Durant le XIXème siècle, les enfants placés par les hospices sont progressivement scolarisés malgré la résistance des nourriciers. Car si la personne qui reçoit l'enfant se doit - entre autres - de l'élever dans la religion de l'État, de le traiter avec bonté et douceur, et comme le sien propre, elle est aussi tenue de l'envoyer à l'école. L'assiduité est contrôlée dès 1844 et en 1851 l'état décide qu'ils entreront à l'école dès 6 ans au lieu de 8. Aussi certains auteurs indiquent qu'en 1855, 3/4 des pupilles sont scolarisés. En ce qui concerne Montmaur, on peut douter que les enfants placés à Gaspardon, à La Frédière ou dans les hameaux éloignés du village, où se trouve la seule école, aient eu la possibilité de fréquenter assidûment les cours délivrés par les instituteurs. De plus, on sait qu'à cette époque les enfants fréquentent l'école durant les mois d'hiver, malgré le froid et la neige, mais sont employés à la garde du bétail durant les beaux jours

A partir de l'âge de 12 ans, le pupille n'est plus à la charge du département, mais à celle de la famille qui l'a reçu (17). En fait, il doit se suffire par lui-même et travailler assez pour gagner au moins son entretien (6). Il est alors placé comme domestique, ouvrier agricole ou berger.
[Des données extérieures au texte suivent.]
PR #457, opened 2019-10-28
switch base environment to requirements file

minrk:
requirements file is easier to work with and update than inlined strings

In the future, we should be doing `pip freeze` and using the frozen result, like we do (with conda) in repo2docker because pinning only direct dependencies is a way to guarantee broken environments in the future (see the pinning-down of tornado as one example).

Several dependencies are updated in the process (jupyterlab 1.1, notebook 6.0, etc.)

### DIFF
--- a/integration-tests/test_extensions.py
+++ b/integration-tests/test_extensions.py
@@ -13,14 +13,14 @@ def test_serverextensions():
     ], stderr=subprocess.PIPE)
 
     extensions = [
-        'jupyterlab 1.2.6',
-        'nbgitpuller 0.6.1',
-        'nteract_on_jupyter 2.0.7',
+        'jupyterlab 1.2.',
+        'nbgitpuller 0.7.',
+        'nteract_on_jupyter 2.1.',
         'nbresuse '
     ]
 
     for e in extensions:
-        assert '{} \x1b[32mOK\x1b[0m'.format(e) in proc.stderr.decode()
+        assert e in proc.stderr.decode()
 
 def test_nbextensions():
     """
--- a/tljh/installer.py
+++ b/tljh/installer.py
@@ -272,22 +272,10 @@ def ensure_user_environment(user_requirements_txt_file):
         'conda==' + conda_version
     ])
 
-    conda.ensure_pip_packages(USER_ENV_PREFIX, [
-        # JupyterHub + notebook package are base requirements for user environment
-        'jupyterhub==1.0.0',
-        'notebook==5.7.8',
-        # Install additional notebook frontends!
-        'jupyterlab==1.2.6',
-        'nteract-on-jupyter==2.0.7',
-        # nbgitpuller for easily pulling in Git repositories
-        'nbgitpuller==0.6.1',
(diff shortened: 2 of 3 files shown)


yuvipanda:
@minrk totally agree re: freeze.

Failing with:

```
Ran /opt/tljh/user/bin/jupyter labextension install @jupyterlab/hub-extension @jupyter-widgets/jupyterlab-manager with exit code 1
-/|\-/|\-/|\-/|Building jupyterlab assets (build:prod:minimize)
-/|\-/|\-/|\-/|\-/|\-/|\-/|\-/|\-/|\-/|\-/|\-/|\-/|\-/|\-/|\-/|\-/|\-/|\-/|\-/|\-/|\-/|\-/|\-/|\-/|\-/|\-/|\-/|\-/|\-/|\-/|\-/|\-/|\-/|\-/|\-/|\-/|\-/|\-/|\-/|\-/|\-/|\-/|\-/|\-/|\-/|\-/|\-/|\-/|\-/|\-/|\-/|\-/|\-/|\-/|\-/|\-/|\-/-/|\-/|\-/|\-/|\-/|\-/|\-/|\-/|\-/|\-/|\-/|\-/|\-/|\-/|\-/|\-/|\-/|\-/|\-/|\-/|\-/|\-/|\-/|\-/|\-/|\-/|\-/|\-/|\-/|\-/|\-/|\-/|\-/|\-/|\-/|\-/|\-/|\-/|\-/|\-/|\-/|\-/|\-/|\-/An error occured.
RuntimeError: JupyterLab failed to build
See the log file for details:  /tmp/jupyterlab-debug-vdawix52.log

```

With 1.1 we don't need hub-extension either.

GeorgianaElena:
I ran into this problem (jupyterlab failing to build) on my TLJH deployment on DO when I upgraded jupyterlab manually from 0.35.4 to 1.2.5.
From the logs, it looked like the failure was related to https://github.com/jupyterlab/jupyterlab/issues/7175. After increasing the memory through the env var ``NODE_OPTIONS``, the build went through.

I tried to solve the failing tests in this PR it in the same manner but with no luck :( Either there's something missing or the tests are failing from a whole different reason.

yuvipanda:
@GeorgianaElena I wonder if this needs a rebase - we fixed some other errors in master after this PR I think.

letianw91:
> jupyterlab/jupyterlab#7175

I think `@jupyterlab/hub-extension` is obsolete in Jupyterlab 1.0.0 and above.
See [release-notes](https://jupyterlab.readthedocs.io/en/stable/getting_started/changelog.html) (search `@jupyterlab/hub-extension`) which might have caused the build error.

letianw91:
Another reason for flaky build is that Webpack minify process is resource intensive, which might cause flaky build on pipelines with smaller machines. add `--minimize=False` to the labextension install seems to solve the issue for me. Will raise a PR later

GeorgianaElena:
I've rebased the PR and now it contains @letianw91 's fix :rocket:

yuvipanda:
Awesome, ty @GeorgianaElena!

C'est le cas, pour n'en citer que quelques uns, d'Édouard GRAMON, 19 ans, domestique chez ODELAY en 1836 ; de Joseph "de l'hospice de Marseille", âgé de 18 ans en 1851, domestique chez Simon BONNARDEL ; de Marius TURIN, 12 ans, domestique chez François PIOT en 1866 ; de Baptiste FAGOT, âgé de 16 ans, berger chez Joseph ODELAY en 1876 ;d'Élie PIÉROU, 12 ans, domestique chez l'aubergiste Joachim ROUX, recensé en 1881 ; de Marie GIOFFO, bergère chez Auguste LESBROS en 1866 et 1872 ou encore de Julie ILLY, décédée le 25 juillet 1857 à l'âge de 17 ans, placée chez les époux BERMOND, et de Joseph MAISTRE, décédé en 1877 à l'âge de 17 ans, domestique chez le boulanger Marin SERRE

Arrivé à l'âge adulte, les enfants trouvés mâles sont recrutés pour le service militaire. Ce qui peut expliquer pour certains leur disparition des listes de recensement.

Le mariage est un moyen pour l'enfant de l'hospice de changer sa condition, d'élever son niveau social et économique. Nous n'avons trouvé que trois mariages d'enfants des hospices placés à Montmaur. C'est relativement peu compte tenu du nombre d'enfants placés au village. Il est alors difficile de dire si l'accès au mariage est plus fréquent pour les filles de l'Assistance que pour les garçons, et si, pour tous, le mariage est célébré à un âge tardif, comme le souligne certains auteurs (18).

Pour la fille, le mariage constitue une promotion sociale. Devenue femme, elle acquiert un vrai nom de famille pour remplacer le nom qu'on lui a attribué au moment de son abandon.